• PE is a modified version of the Common Object File Format (COFF), thus also referred to as PE/COFF.
  • The 64-bit version of PE is called PE32+.
  • The structure is defined in WinNT.h, which is included in the Microsoft Windows Software Developer Kit.

PE32+ binary structure.

  • An MS-DOS header is included for backward compatibility. Thus it can also be interpreted as an MS-DOS binary.
  • The main function of the MS-DOS header is to describe how to load and execute an MS-DOS stub, which comes right after the MSDOS header. This stub is usually just a small MS-DOS program, which is run instead of the main program when the user executes a PE binary in MSDOS. The MS-DOS stub program typically prints a string like “This program cannot be run in DOS mode” and then exits. However, in principle, it can be a full-fledged MS-DOS version of the program.
  • The MS-DOS header starts with a magic value, which consists of the ASCII characters MZ. For this reason, it’s also sometimes referred to as an MZ header.
  • The field e_lfanew contains the file offset at which the real PE binary begins.

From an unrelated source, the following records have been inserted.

PR #7653, opened 2025-05-16
remove TestValue output

SimonCropp:
Added here https://github.com/akkadotnet/akka.net/commit/7ba59b4d52c2e72de89297a3082aa0885a030e5a

i assume this was for debugging purposes and is no longer required


Aaronontheweb:
> Added here [7ba59b4](https://github.com/akkadotnet/akka.net/commit/7ba59b4d52c2e72de89297a3082aa0885a030e5a)
> 
> i assume this was for debugging purposes and is no longer required

Yep, nice catch - can't recall what it was for but it's definitely no longer needed.

Aaronontheweb (approved):
LGTM

PR #7654, opened 2025-05-16
fix some xUnit1031 "use await instead of .Result"  warnings

SimonCropp:


Aaronontheweb:
Looks like there's some compilation issues here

Thus, when a PE-aware program loader opens the binary, it can read the MS-DOS header and then skip past it and the MS-DOS stub to go right to the start of the PE headers.

 

Executable Header

The struct IMAGE_NT_HEADERS64 encompasses a 32- bit signature, a PE file header, and a PE optional header. You could say that struct IMAGE_NT_HEADERS64 as a whole is PE’s version of the executable header.

  • The PE signature is simply a string containing the ASCII characters PE, followed by two NULL characters. It’s analogous to the magic bytes in the e_ident field in ELF’s executable header.
  • The file header describes general properties of the file. The most important fields are Machine, NumberOfSections, SizeOfOptionalHeader, and Characteristics.
  • The PE optional header provides metadata. It may be missing in object files.

 

Section Header Table

  • An array of IMAGE_SECTION_HEADER structures, each of which describes a single section, denoting its size in the file and in memory (SizeOfRawData and VirtualSize), its file offset and virtual address (PointerToRawData and VirtualAddress), relocation information, and any flags (Characteristics).
    • The flags describe whether the section is executable, readable, writable, or some combination of these.
  • Instead of referring to a string table as the ELF section headers do, PE section headers specify the section name using a simple character array field, aptly called Name. Because the array is only 8 bytes long, PE section names are limited to 8 characters.
  • PE format does not explicitly distinguish between sections and segments. The closest thing PE files have to ELF’s execution view is the DataDirectory, which provides the loader with a shortcut to certain portions of the binary needed for setting up the execution.
  • There is no separate program header table; the section header table is used for both linking and loading.

 

Sections

Many of the sections in PE files are directly comparable to ELF sections, often even having (almost) the same name.

  • The .idata section specifies which symbols (functions and data) the binary imports from shared libraries, or DLLs in Windows terminology.
  • The .edata section lists the symbols and their addresses that the binary exports.
    • To resolve references to external symbols, the loader needs to match up the required imports with the export table of the DLL that provides the required symbols.
    • In practice, you may find that the .idata and .edata sections are merged into .rdata, but their contents and workings remain the same.
  • When the loader resolves dependencies, it writes the resolved addresses into the Import Address Table (IAT). Similar to the Global Offset Table in ELF, the IAT is simply a table of resolved pointers with one slot per pointer.
    • The IAT is also part of the .idata section, and it initially contains pointers to the names or identifying numbers of the symbols to be imported.
    • The dynamic loader then replaces these pointers with pointers to the actual imported functions or variables. A call to a library function is then implemented as a call to a thunk for that function, which is nothing more than an indirect jump through the IAT slot for the function.

Citation: Practical Binary Analysis.